▶ [Goal of the exercise] Count how many lines in the following data hold the word "IterateAllClaims". Your answer is the number and nothing else.

Collected data entries
Segment Open

PR #1234, opened 2024-03-05
fix(claimsmanager): properly check index to avoid invalid data in UserClaims,UserLastEpochClaims

### LINKED ISSUE #1217: x/claimsmanager/keeper: bytes.Index results should be checked before blindly assuming each key will always have 0x00,0x00 lest could cause a runtime panic from index out of bounds

odeke-em:
This change ensures that we correctly check for missing values in keeper.(UserClaims, UserLastEpochClaims) because otherwise due to the blind assumption that the key would always be well formed, +1 and +1+1 were being added respectively which would mean that the condition "idx >= 0" would ALWAYS pass and send over the wrong data if the key happened to contain the address bytes.

Fixes #1217
Supersedes PR #1223

## Summary by CodeRabbit

- **Refactor**
	- Improved the accuracy of claims data processing by adjusting key index calculations and byte comparisons.

### DIFF
--- a/x/claimsmanager/keeper/grpc_query.go
+++ b/x/claimsmanager/keeper/grpc_query.go
@@ -68,10 +68,17 @@ func (k Keeper) UserClaims(c context.Context, q *types.QueryClaimsRequest) (*typ
 	addrBytes := []byte(q.Address)
 
 	k.IterateAllClaims(ctx, func(_ int64, key []byte, claim types.Claim) (stop bool) {
+		// The assumption is that IterateAllClaims returns non-empty keys.
 		// check for the presence of the addr bytes in the key.
-		// first prefix byte is 0x00; so cater for that! Then + 1 to skip the separator.
-		idx := bytes.Index(key[1:], []byte{0x00}) + 1 + 1
-		if idx >= 0 && bytes.Equal(key[idx:idx+len(addrBytes)], addrBytes) {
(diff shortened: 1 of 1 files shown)


joe-bowman (approved):
Lgtm

joe-bowman (approved):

Segment Closed

▶ [Task solution] 2